The author has it right

“Above average” kids got dropped and rightly so

Even if urms went to 0, the above average kid getting into vandy or Dartmouth in 1990 isn’t getting in today


Yes, math is hard but take a minute to do it and you will see the shift. Is it huge when you look at the top 20, no because there are so few seats, but it i present. Using the USNNWR top 20 and ties from last year there are about 50K freshman seats. That will change slightly as different size schools move in and out of the top 20 but from those schools CDS data there were 14,687 URMs and 12,096 Asians enrolled.

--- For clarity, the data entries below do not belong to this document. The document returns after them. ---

PR #6665, opened 2025-01-31
Update branch filters to include/exclude 9.*

dliappis:
## What does this PR do?

This commit updates branch_configuration and branch filters in CI pipeline definitions to support the new 9.* branches.

## Why is it important?

Enables automated runs of important CI jobs like DRA on new 9.* branches

Can only tested in BK after merge.

### DIFF
--- a/catalog-info.yaml
+++ b/catalog-info.yaml
@@ -37,7 +37,7 @@ spec:
       name: elastic-agent
       description: Buildkite pipeline for the Elastic Agent project
     spec:
-      branch_configuration: "main 7.* 8.* 9.* v7.* x8.* v9.*"
+      branch_configuration: "main 7.* 8.* 9.* v7.* v8.* v9.*"
       repository: elastic/elastic-agent
       pipeline_file: ".buildkite/pipeline.yml"
       provider_settings:
--- a/catalog-info.yaml
+++ b/catalog-info.yaml
@@ -37,7 +37,7 @@ spec:
       name: elastic-agent
       description: Buildkite pipeline for the Elastic Agent project
     spec:
-      branch_configuration: "main 7.* 8.* v7.* v8.*"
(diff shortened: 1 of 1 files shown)


catalog-info.yaml
```diff
@@ -37,7 +37,7 @@ spec:
       name: elastic-agent
       description: Buildkite pipeline for the Elastic Agent project
     spec:
-      branch_configuration: "main 7.* 8.* v7.* v8.*"
+      branch_configuration: "main 7.* 8.* 9.* v7.* x8.* v9.*"
```
v1v, line 40: What's the reason for `v[0-9].*`? IIRC, we don't have branches with that naming

```suggestion
      branch_configuration: "main 7.* 8.* 9.* v7.* v8.* v9.*"
```

pchila (approved):
LGTM

alexsapran (approved):

catalog-info.yaml
dliappis: Great question. I was wondering why we even have v7* / v8* so just copied over the same pattern. IIRC @mrodm added those quite some time ago, not sure if there was context he remembers?

dliappis: @pazone do you remember what was the reason for using `v7*`/`v8*` historically for branch filters (in addition to the usual `7.*/8.*` etc) in elastic-agent pipeline configs?

mrodm: @v1v @dliappis IIRC this branch configuration setting is also applied for both branches and tags that Buildkite is going to trigger a build.

If not set, I think it would trigger a build for every tag pushed to the repository (upstream).

For instance , in `package-spec` these are the values 
image

dliappis: Thanks @mrodm for the clarification. In this case it makes sense to keep this pattern, as this PR does.

v1v (approved):

Issue #6209, opened 2024-12-04
Injected proxy variables into endpoint elasticsearch does not include NO_PROXY variable


janniten:
Hello,
We did an upgrade from 8.14.2 to 8.16.1.
In our environment the agent has the HTTP_PROXY, HTTPS-PROXY and NO_PROXY configured.
NO_PROXY variable **is not being injected into endpoint** . 
As a result, the elastic endpoint is trying to connect the ES cluster Via proxy, which is not correct.

Thank you

- Version: 8.16.1
- Operating System: Windows / linux
- Discuss Forum URL: https://elasticstack.slack.com/archives/C02J2JBS0FP/p1733218957317399
- Steps to Reproduce: Upgrade from 8.14.2 to 8.16.1

michel-laterman:
HTTP_PROXY/HTTPS_PROXY injection was added with: https://github.com/elastic/elastic-agent/pull/5044
We'll probably need to alter the `injectProxyURL` func to add `NO_PROXY`.

@intxgo, would the expected value in the config be `no_proxy: string`, or `no_proxy: []string`?

intxgo:
Since the env vars are injected as a regular output proxy settings, there's no place for NO_PROXY (endpoint won't recognize it, ignore it). However since the output URL is known, I think the NO_PROXY can be matched against the output URL at Agent side before deciding to inject HTTP_PROXY/HTTPS_PROXY variable to the output config.

ManojPraveeen:
Hi Team,

The issue is related to case 01791476. From what I understand from the @intxgo  statement, you’re suggesting including these proxy configurations directly in the agent's environment settings, right?

It would look something like the configuration below: 
   ```yaml
   proxy_settings:
     http_proxy: 
     https_proxy:
     no_proxy: 
   ```
Adding the above parameters to the configuration should fix the issue, correct me if I’m wrong.

intxgo:
@ManojPraveeen it's more complicated. Since quite some time we're not forwarding the config between components anymore, instead we have a GRPC base communication, see demo client https://github.com/elastic/elastic-agent-client

[...]

PR #6675, opened 2025-01-31
resolve proxy to inject using http package

intxgo:
## What does this PR do?

Agent is injecting proxy env variables into components configs if no proxy is already specified by the config. Unfortunately with this approach the NO_PROXY variable is lost, so the target URL has to be evaluated against the environment proxy to determine if the proxy should be used. Go [http](https://pkg.go.dev/net/http#ProxyFromEnvironment) provides such functionality.

## Why is it important?

The environment proxy may be defined with exclusion for Fleet and Output addresses.

## Checklist

## Related issues

- Closes https://github.com/elastic/elastic-agent/issues/6209
- Relates https://github.com/elastic/elastic-agent/issues/2602


internal/pkg/agent/application/inject_proxy_component_modifier.go
```diff
@@ -79,28 +77,20 @@ func injectProxyURL(m map[string]interface{}, hosts []string) {
...
+		if err != nil {
+			continue
 		}
-	}
-	// if no hosts are specified, or it could not match a host prefix prefer HTTPS_PROXY over HTTP_PROXY
-	if proxyURL == "" && !matched {
-		proxyURL = os.Getenv("HTTPS_PROXY")
-		if proxyURL == "" {
-			proxyURL = os.Getenv("HTTP_PROXY")
+		proxyURL, err := http.ProxyFromEnvironment(request)
```
michel-laterman, line 87: 👍 didn't know this existed!

michel-laterman (approved):

intxgo:
I probably found the culprit of the unit tests failure. The `t.Setenv()` function sets the actual environment variables on the executing process and clears them after test. It's documented as unsafe for parallel test execution.

Indeed, even locally when I run all tests I get the same failure. Experimenting I've found that environment proxy set in the shell before test execution is not overridden by `t.Setenv()`, so if I set them to values expected by my test it PASS even when invoked with all tests. 

```
export NO_PROXY="do.not.inject.proxy.for.me"
export HTTPS_PROXY="https://localhost:8080"
export HTTP_PROXY="https://localhost:8081"
```

Could it be that these env variables are set on the testing nodes but with empty strings?

@cmacknz @michel-laterman do you know if we could set those env variables on the test nodes like above? If yes, how to do this?

cmacknz:
The `t.SetEnv` call is used elsewhere in agent without issue and used to work here without issue as well. I suspect it by itself isn't the problem, the parallel warning is just that env vars are global. This is no different that calling `os.Setenv` I think. This is the only test setting one of the _PROXY vars so execution should be sequential here.

Something else is the problem, I can't reproduce the failure locally, so I suspect you are onto something with the CI environment being somehow different in a way that matters. I don't see us setting any of the proxy environment variables in the buildkite jobs and I can't see it in any of the buildkite output which is curious.

cmacknz:
OK so the problem isn't `t.Setenv` not being safe it's that the switch to `http.ProxyFromEnvironment(request)` I think.

It includes a do.Once to setup the proxy func and I think this only reads the env vars one time. https://cs.opensource.google/go/go/+/refs/tags/go1.23.5:src/net/http/transport.go;l=907-914

This has something to do with at which point in the tests the variables are read I think. 

`go test ./internal/pkg/agent/application/... -run Test_injectProxyURL` passes.

`go test ./internal/pkg/agent/application/...` fails which is closer to what CI does.

intxgo:
> It includes a do.Once to setup the proxy func and I think this only reads the env vars one time. https://cs.opensource.google/go/go/+/refs/tags/go1.23.5:src/net/http/transport.go;l=907-914

Thanks for checking for the root cause. 

Do you have a suggestion then how to handle it in tests? Obviously this works correctly in the product as Agent process will just see environment it was tarted with. Failure to write a test doesn't justify keeping a bug, but I'm out of ideas. (I don't think re-implementing this function is the right approach).

internal/pkg/agent/application/inject_proxy_component_modifier.go
cmacknz: I think this function in its current form is the problem in the tests. If you look at the implementation it is just calling https://cs.opensource.google/go/go/+/master:src/net/http/transport.go?q=FromEnvironment&ss=go%2Fgo

```go
func ProxyFromEnvironment(req *Request) (*url.URL, error) {
	return envProxyFunc()(req.URL)
}


// envProxyFunc returns a function that reads the
// environment variable to determine the proxy address.
func envProxyFunc() func(*url.URL) (*url.URL, error) {
	envProxyOnce.Do(func() {
		envProxyFuncValue = httpproxy.FromEnvironment().ProxyFunc()
	})
	return envProxyFuncValue
}
```

If you directly get a reference to httpproxy.FromEnvironment().ProxyFunc() yourself I think the problem goes away as you skip the `do.Once`. The following fixes the tests. You could maybe be smarter and not re-read from the environment on every configuration change if you wanted to, I'm not sure that efficiency matters here.

```
diff --git a/internal/pkg/agent/application/inject_proxy_component_modifier.go b/internal/pkg/agent/application/inject_proxy_component_modifier.go
index d8eb9f1e98..2f68e7452c 100644
--- a/internal/pkg/agent/application/inject_proxy_component_modifier.go
+++ b/internal/pkg/agent/application/inject_proxy_component_modifier.go
@@ -10,6 +10,7 @@ import (
        "github.com/elastic/elastic-agent-client/v7/pkg/client"
        "github.com/elastic/elastic-agent/internal/pkg/agent/application/coordinator"
        "github.com/elastic/elastic-agent/pkg/component"
+       "golang.org/x/net/http/httpproxy"
 )

 // InjectProxyEndpointModifier injects a proxy_url value into endpoint's output config if one is not set.
@@ -84,7 +85,7 @@ func injectProxyURL(m map[string]interface{}, hosts []string) {
                if err != nil {
                        continue
                }
-               proxyURL, err := http.ProxyFromEnvironment(request)
+               proxyURL, err := httpproxy.FromEnvironment().ProxyFunc()(request.URL)
                if err != nil {
                        continue
                }
```

intxgo: Thanks. This will theoretically departure a tiny bit from the desired goal to have Endpoint behaving exactly as Agent, because Agent will read the environment only once for it's http operations. However since the environment on a process can be only modified from within the process, by debugger, etc, but not just by modifying system configuration LGTM.

intxgo: updated 894f882d3b8c1a7391891a4c2c02ab86fb7d2dda

cmacknz (approved):

kaanyalti (approved):

PR #9148, opened 2025-07-28
[Migrate agent to different cluster] Accept signed action 

michalpristas:
This PR adds support for signed actions. When an action is signed, we use the content embedded in the signature.

Validation behavior:
- If a validation key is configured:
  - The action must be signed.
  - If it’s unsigned or the signature is malformed, execution fails.
- If no validation key is configured:
  - Unsigned actions are allowed.


michalpristas:
Need to figure out why endpoint is failing

internal/pkg/agent/application/coordinator/coordinator.go
```diff
@@ -570,20 +570,20 @@ func (c *Coordinator) StateSubscribe(ctx context.Context, bufferLen int) chan St
...
+	c.mx.RLock()
+	defer c.mx.RUnlock()
+	return c.protection
+}
+
+// setProtection sets protection configuration
+func (c *Coordinator) setProtection(protectionConfig protection.Config) {
+	c.mx.Lock()
+	c.protection = protectionConfig
+	c.mx.Unlock()
```
ycombinator: Nit: I know you're just uncommenting existing code here but is there some reason not to use `defer` here?

```suggestion
	defer c.mx.Unlock()
	c.protection = protectionConfig
```

internal/pkg/agent/application/coordinator/coordinator.go
```diff
@@ -1490,10 +1496,11 @@ func (c *Coordinator) processConfigAgent(ctx context.Context, cfg *config.Config
...
 
-	// Disabled for 8.8.0 release in order to limit the surface
-	// https://github.com/elastic/security-team/issues/6501
-
-	// c.setProtection(protectionConfig)
+	protectionConfig, err := protection.GetAgentProtectionConfig(m)
+	if err != nil && !errors.Is(err, protection.ErrNotFound) {
+		return fmt.Errorf("could not read the agent protection configuration: %w", err)
+	}
+	c.setProtection(protectionConfig)
```
ycombinator, line 1501: Since you are reintroducing this code (by uncommenting it), should the following section also be uncommented/reintroduced? https://github.com/elastic/elastic-agent/blob/64e5457f653c1f11a7fc60d07b5adeaf6092a2f3/internal/pkg/agent/application/actions/handlers/handler_action_application.go#L53-L66

internal/pkg/agent/application/coordinator/coordinator.go
```diff
@@ -341,11 +343,9 @@ type Coordinator struct {
 	// value that is sent to the runtime manager).
 	componentModel []component.Component
 
-	// Disabled for 8.8.0 release in order to limit the surface
-	// https://github.com/elastic/security-team/issues/6501
-
-	// mx         sync.RWMutex
-	// protection protection.Config
+	// Protection section
+	mx         sync.RWMutex
```
ycombinator: Looking at the call paths to read and write the `protection` field below, are we sure we need a mutex?  I'm not seeing any concurrent access (but I might've missed it).

internal/pkg/agent/application/coordinator/coordinator.go
michalpristas: no this is different action that we should not touch at this step

internal/pkg/agent/application/coordinator/coordinator.go
michalpristas: yes atm this should be ok, it probably can be different once we introduce other actions. you think this is too much of a toll?

internal/pkg/agent/application/coordinator/coordinator.go
michalpristas: i know it's a micro-optimization but I also prefer no defer in simple cases as this one to save some cycles

internal/pkg/agent/application/coordinator/coordinator.go
ycombinator: Yeah, it's a different action but does it need to also start doing the signature validation?  Just clarifying if this is something we should a) do in a follow up PR or b) not touch at all?

internal/pkg/agent/application/coordinator/coordinator.go
ycombinator: It's not so much about saving cycles as forgetting to unlock in case this code grows in complexity and we have some early returns, etc.

internal/pkg/agent/application/coordinator/coordinator.go
ycombinator: I might be misremembering but didn't @faec go through the coordinator code at one point and make it so it didn't have any mutexes because they were causing some flaky behavior?  That's the main reason I don't want to reintroduce them unless we actually need them.

internal/pkg/agent/application/coordinator/coordinator.go
michalpristas: we should do this in a followup
linked issue says:
> The infrastructure for action signing was implemented as part of the tamper protection implementation and should be enabled as part of this work, initially scoped only to the migrate action to reduce risk.

internal/pkg/agent/application/coordinator/coordinator.go
michalpristas: yes indeed, i also went through it once again to make sure it's safe to remove. it's gone now

PR #9198, opened 2025-07-30
[CI][FIPS] Reconfigure pipeline to use Staging GovCloud/FRH ESS environment

ycombinator:
## What does this PR do?

This PR reconfigures the FIPS Buildkite pipeline to a) point it to the Staging GovCloud/FRH ESS environment and b) use an ESS API key from that environment for spinning up deployments.

## Why is it important?

To run FIPS-related tests against the officially-configured FedRamp High (FRH) ESS environment.

### DIFF
--- a/.buildkite/bk.integration-fips.pipeline.yml
+++ b/.buildkite/bk.integration-fips.pipeline.yml
@@ -24,6 +24,7 @@ steps:
       ASDF_TERRAFORM_VERSION: 1.9.2
       FIPS: "true"
       TF_VAR_integration_server_docker_image: "docker.elastic.co/beats-ci/elastic-agent-cloud-fips:git-${BUILDKITE_COMMIT:0:12}"
+      EC_ENDPOINT: "https://api.staging.elastic-gov.com"
     command: |
       source .buildkite/scripts/steps/ess_start.sh
     artifact_paths:
--- a/.buildkite/bk.integration-fips.pipeline.yml
+++ b/.buildkite/bk.integration-fips.pipeline.yml
@@ -24,7 +24,7 @@ steps:
       ASDF_TERRAFORM_VERSION: 1.9.2
       FIPS: "true"
       EC_ENDPOINT: "https://api.staging.elastic-gov.com"
-      TF_VAR_ess_region: "us-gov-east-1"
+      ESS_REGION: "us-gov-east-1"
       TF_VAR_deployment_template_id: "aws-general-purpose"
       TF_VAR_integration_server_docker_image: "docker.elastic.co/beats-ci/elastic-agent-cloud-fips:git-${BUILDKITE_COMMIT:0:12}"
       TF_VAR_docker_images_name_suffix: "-fips"
--- a/.buildkite/bk.integration-fips.pipeline.yml
+++ b/.buildkite/bk.integration-fips.pipeline.yml
@@ -25,7 +25,6 @@ steps:
       FIPS: "true"
       EC_ENDPOINT: "https://api.staging.elastic-gov.com"
       ESS_REGION: "us-gov-east-1"
-      STACK_BUILD_ID: ""
       TF_VAR_deployment_template_id: "aws-general-purpose"
       TF_VAR_integration_server_docker_image: "docker.elastic.co/beats-ci/elastic-agent-cloud-fips:git-${BUILDKITE_COMMIT:0:12}"
       TF_VAR_docker_images_name_suffix: "-fips"
--- a/.buildkite/bk.integration-fips.pipeline.yml
+++ b/.buildkite/bk.integration-fips.pipeline.yml
@@ -24,9 +24,11 @@ steps:
       ASDF_TERRAFORM_VERSION: 1.9.2
       FIPS: "true"
       EC_ENDPOINT: "https://api.staging.elastic-gov.com"
-      TF_VAR_integration_server_docker_image: "docker.elastic.co/beats-ci/elastic-agent-cloud-fips:git-${BUILDKITE_COMMIT:0:12}"
       TF_VAR_ess_region: "us-gov-east-1"
       TF_VAR_deployment_template_id: "aws-general-purpose"
+      TF_VAR_integration_server_docker_image: "docker.elastic.co/beats-ci/elastic-agent-cloud-fips:git-${BUILDKITE_COMMIT:0:12}"
+      TF_VAR_elasticsearch_docker_image: "docker.elastic.co/cloud-release/elasticsearch-cloud-ess-fips:latest"
+      TF_VAR_kibana_docker_image: "docker.elastic.co/cloud-release/kibana-cloud-fips:latest"
     command: |
       source .buildkite/scripts/steps/ess_start.sh
     artifact_paths:
--- a/.buildkite/bk.integration-fips.pipeline.yml
+++ b/.buildkite/bk.integration-fips.pipeline.yml
@@ -28,8 +28,6 @@ steps:
       TF_VAR_deployment_template_id: "aws-general-purpose"
       TF_VAR_integration_server_docker_image: "docker.elastic.co/beats-ci/elastic-agent-cloud-fips:git-${BUILDKITE_COMMIT:0:12}"
       TF_VAR_docker_images_name_suffix: "-fips"
-#      TF_VAR_elasticsearch_docker_image: "docker.elastic.co/cloud-release/elasticsearch-cloud-ess-fips:latest"
-#      TF_VAR_kibana_docker_image: "docker.elastic.co/cloud-release/kibana-cloud-fips:latest"
     command: |
       source .buildkite/scripts/steps/ess_start.sh
     artifact_paths:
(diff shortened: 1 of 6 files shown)


.buildkite/bk.integration-fips.pipeline.yml
```diff
@@ -11,9 +11,9 @@ env:
 # This section is used to define the plugins that will be used in the pipeline.
 # See https://buildkite.com/docs/pipelines/integrations/plugins/using#using-yaml-anchors-with-plugins
 common:
-  - vault_ec_key_prod: &vault_ec_key_prod
+  - vault_ec_key_staging_frh_gov: &vault_ec_key_staging_frh_gov
       elastic/vault-secrets#v0.1.0:
-        path: "kv/ci-shared/platform-ingest/platform-ingest-ec-prod"
+        path: "kv/ci-shared/platform-ingest/platform-ingest-ec-staging-frh-gov"
```
ycombinator: This is a made-up path for now.  Will update once I have the actual path from the Observability Eng Prod team (issue in private repo so not linking here).

.buildkite/scripts/steps/ess.sh
```diff
@@ -17,14 +16,14 @@ function ess_up() {
   BUILDKITE_BUILD_CREATOR="${BUILDKITE_BUILD_CREATOR:-"$(get_git_user_email)"}"
   BUILDKITE_BUILD_NUMBER="${BUILDKITE_BUILD_NUMBER:-"0"}"
   BUILDKITE_PIPELINE_SLUG="${BUILDKITE_PIPELINE_SLUG:-"elastic-agent-integration-tests"}"
-  
-  pushd "${TF_DIR}"    
+
+  export TF_LOG=DEBUG
```
ycombinator: This is intended for debugging and should be removed before this PR is approved/merged.

ycombinator:
@pkoutsovasilis I could use your input here on how best to resolve the CI failure on this PR, since it pertains to the contents of the `.package-version` file.

The "Start ESS stack for FIPS integration tests" step is [failing](https://buildkite.com/elastic/elastic-agent/builds/25257#0198a656-0c89-4133-85c0-a47731bc1281/146-306) in CI like so:

```
│ Error: failed creating deployment
--
  | │
  | │   with ec_deployment.integration-testing,
  | │   on deployment.tf line 100, in resource "ec_deployment" "integration-testing":
  | │  100: resource "ec_deployment" "integration-testing" {
  | │
  | │ api error: 1 error occurred:
  | │ 	* clusters.cluster_plan_change_prohibited: The requested cluster configuration change is not permitted. Value of field 'elasticsearch.docker_image' cannot
  | │ be changed to [docker.elastic.co/cloud-release/elasticsearch-cloud-ess-fips:9.2.0-0c2a1cac-SNAPSHOT]. (resources.elasticsearch[0].elasticsearch.docker_image)
  | │
```

This is happening because there is no Docker image with this tag (`9.2.0-0c2a1cac-SNAPSHOT`) in the **Staging GovCloud** ESS environment, which is the environment that we run our FIPS tests against.  The tag comes from https://github.com/elastic/elastic-agent/blob/c1de40fe692fcc8288e85a9fbfbd839d4a7b7e1d/.package-version#L7

That field is being read in the terraform file used for creating the ESS deployment over here: https://github.com/elastic/elastic-agent/blob/c1de40fe692fcc8288e85a9fbfbd839d4a7b7e1d/test_infra/ess/deployment.tf#L82

Just for testing, I temporarily hardcoded the tag as `9.2.0-SNAPSHOT` in the terraform file and it worked.  So I know the issue is isolated to the tag not existing in the environment, and everything else in our configuration is OK.

Do you have any thoughts on how we could accommodate the Staging GovCloud environment in our testing configuration?  

Here is one idea I have; let me know if you have a better suggestion:

1. In https://github.com/elastic/elastic-agent/blob/main/.package-version, create a new field, `stack_version`, which will have the same value as `stack_build_id` but without the SHA.  So, today, the value of this new field would be `9.2.0-SNAPSHOT`.   The automation that keeps that file updated will set this new field as well.
2.  We pass this new field value to the Terraform file in addition to passing `stack_build_id` today. 
4. In the Terraform file, we introduce a new boolean variable `fips`.  The FIPS Buildkite pipeline will pass this value as `true` to the Terraform file.
5. In the Terraform file, if `fips` is set to `true`, we use the value of `stack_version` otherwise we use the value of `stack_build_id`, to create the image tag. 

Another solution, similar to the above, but needing more automation would be to store something like a `frh_stack_build_id` field in the `.package-version` file and have automation set that based on trying to find the stack build ID actually available in the ESS Staging GovCloud environment that matches `stack_build_id` the closest.  

Keep in mind that we have a deadline to finish FIPS testing by the end of this week so we may need to go with a less-ideal solution for now and then revisit it to make it better.

pkoutsovasilis:
Hey @ycombinator 👋 I do like the following proposal
> In https://github.com/elastic/elastic-agent/blob/main/.package-version, create a new field, stack_version, which will have the same value as stack_build_id but without the SHA. So, today, the value of this new field would be 9.2.0-SNAPSHOT. The automation that keeps that file updated will set this new field as well.
We pass this new field value to the Terraform file in addition to passing stack_build_id today.
In the Terraform file, we introduce a new boolean variable fips. The FIPS Buildkite pipeline will pass this value as true to the Terraform file.
In the Terraform file, if fips is set to true, we use the value of stack_version otherwise we use the value of stack_build_id, to create the image tag.

but let's move fast to get this up and running and we figure the details of how `.package-version` can be utilised here afterwards. What do you think of the following?

1. [here](https://github.com/elastic/elastic-agent/blob/c1de40fe692fcc8288e85a9fbfbd839d4a7b7e1d/.buildkite/scripts/steps/integration_tests_tf.sh#L27) do a change in the fashion of `if FIPS=TRUE then STACK_BUILD_ID=""`
2. similar to the above [here](https://github.com/elastic/elastic-agent/blob/c1de40fe692fcc8288e85a9fbfbd839d4a7b7e1d/.buildkite/scripts/steps/ess_start.sh#L8)
3. windows you don't care at the moment, but it's similar to the above [here](https://github.com/elastic/elastic-agent/blob/c1de40fe692fcc8288e85a9fbfbd839d4a7b7e1d/.buildkite/scripts/steps/integration_tests_tf.ps1#L19)

this will result using only the STACK_VERSION and not the STACK_BUILD_ID

ycombinator:
The "Start ESS stack for FIPS integration tests" step in CI is [failing](https://buildkite.com/elastic/elastic-agent/builds/25278#0198a99d-2353-4523-8e24-77765c9f786e/146-304) with the error:

```
ec_deployment.integration-testing: Creating...
--
  | ╷
  | │ Error: failed creating deployment
  | │
  | │   with ec_deployment.integration-testing,
  | │   on deployment.tf line 100, in resource "ec_deployment" "integration-testing":
  | │  100: resource "ec_deployment" "integration-testing" {
  | │
  | │ api error: 1 error occurred:
  | │ 	* clusters.cluster_plan_change_prohibited: The requested cluster configuration change is not permitted. Value of field 'elasticsearch.docker_image' cannot
  | │ be changed to [docker.elastic.co/cloud-release/elasticsearch-cloud-ess-fips:9.2.0-SNAPSHOT]. (resources.elasticsearch[0].elasticsearch.docker_image)
  | │
  | │
  | ╵
  | ╷
  | │ Error: failed creating deployment
  | │
  | │   with ec_deployment.integration-testing,
  | │   on deployment.tf line 100, in resource "ec_deployment" "integration-testing":
  | │  100: resource "ec_deployment" "integration-testing" {
```

I'm confused because the same image tag succeeded in the previous CI build: https://buildkite.com/elastic/elastic-agent/builds/25276#0198a930-20fb-4c9e-93c3-80392012a236/136-180

[EDIT] I've compared the Terraform execution plans from both CI builds ([previous - successful](https://buildkite.com/elastic/elastic-agent/builds/25276#0198a930-20fb-4c9e-93c3-80392012a236/136-166) vs. [current - failed](https://buildkite.com/elastic/elastic-agent/builds/25278#0198a99d-2353-4523-8e24-77765c9f786e/146-176)) and they are identical except for the `docker.elastic.co/beats-ci/elastic-agent-cloud-fips` image's SHA (which is expected to be different since we're building different commits) and the `buildkite_id` tag (which is also expected to be different as it's different builds).

[EDIT] I've also run `terraform apply` manually with the [same terraform configuration](https://github.com/elastic/elastic-agent/tree/main/test_infra/ess) that's being used in CI like so:
```
TF_VAR_docker_images_name_suffix=-fips \
TF_VAR_stack_version=9.2.0-SNAPSHOT \
TF_VAR_integration_server_docker_image="docker.elastic.co/cloud-release/elastic-agent-cloud-fips:9.2.0-SNAPSHOT" \
TF_VAR_deployment_template_id="aws-general-purpose" \
TF_VAR_ess_region="us-gov-east-1" \
EC_API_KEY="XXXXXXX" \
EC_ENDPOINT="https://api.staging.elastic-gov.com" \
terraform apply
```

I've run this three times so far, one after the other (with a `terraform destroy` in between).  The first attempt succeeded, the second attempt failed with the same error that we're seeing in CI, and the third attempt succeeded as well.  So I'm starting to think something about the Staging GovCloud environment might be flaky?

michel-laterman (approved):

oakrizan (approved):
lgtm for CI part

PR #9199, opened 2025-07-30
Don't overwrite existing headers when mapping agentInfo headers into elasticsearch output

### LINKED ISSUE #9197: Enrollment with --headers override headers with the same name in the output configuration
At the moment if you enroll the Elastic Agent with `--headers` then those headers are then placed into the agent information file. Those headers are sent both to Fleet Server and Elasticsearch. There is a case (agentless) where those need to be different.

The configuration includes a different header value in the configuration but the Elastic Agent overwrites it with the value from the agent information. I believe this should only place the header value there if there is not already a header present. If the header is present it should take priority over the header in agent information.

blakerouse:
## What does this PR do?

Changes the behavior of `toIntermediate` to only add headers to an output if the output doesn't already have that header defined.

## Why is it important?

This allows the use-case where the same header name is used for Fleet and Elasticsearch, but the value of each is different.

## Checklist

## Disruptive User Impact

None

## Related issues

- Closes #9197

### DIFF
--- a/pkg/component/component_test.go
+++ b/pkg/component/component_test.go
@@ -2166,7 +2166,8 @@ func TestToComponents(t *testing.T) {
 						"type":    "elasticsearch",
 						"enabled": true,
 						"headers": map[string]interface{}{
-							"header-two": "val-2",
+							"header-two":   "val-2",
+							"header-three": "val-3",
 						},
 					},
 				},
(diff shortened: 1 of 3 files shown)


pkg/component/component_test.go
```diff
@@ -2214,7 +2216,8 @@ func TestToComponents(t *testing.T) {
 				},
 			},
 			headers: &testHeadersProvider{headers: map[string]string{
-				"header-one": "val-1",
+				"header-one":   "val-1",
+				"header-three": "val-3-diff",
```
ycombinator, line 2220: Just making sure I understand the precedence order here correctly: this value of `header-three`, `val-3-diff` gets evaluated second, and therefore it should **not** be used since `header-three` was already set to `val-3` first, correct?

blakerouse: Correct.

ycombinator (approved):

So URMs make up about 29.5% of the freshman population and Asians about 24% of the freshman population, leaving 46.5% for whites and unidentified. So, yes white kids are being shifted to state flagships, hundreds of thousands no, but thousands. So, some exceptional kids are losing seats as well as many above average kids. But in the end it only matters if it is your kid.


Why are you adding urms and Asians in one bucket when they are kept separate by admissions?

The pp talked about urm effect

Asians outcompeting above average white kids rightly is pushing non-impressive white kids to oos publics


Not putting into the same bucket. 29.5% URM (Hispanic, Black, Native American, Alaska native). 24% are Asian, the over represented minority.

So 53.5% of student population are minorities. Since minorities represent about 1/3 of the population they are over represented by about 20%. While whites who represent about 2/3 of the US population are underrepresented by about 20%.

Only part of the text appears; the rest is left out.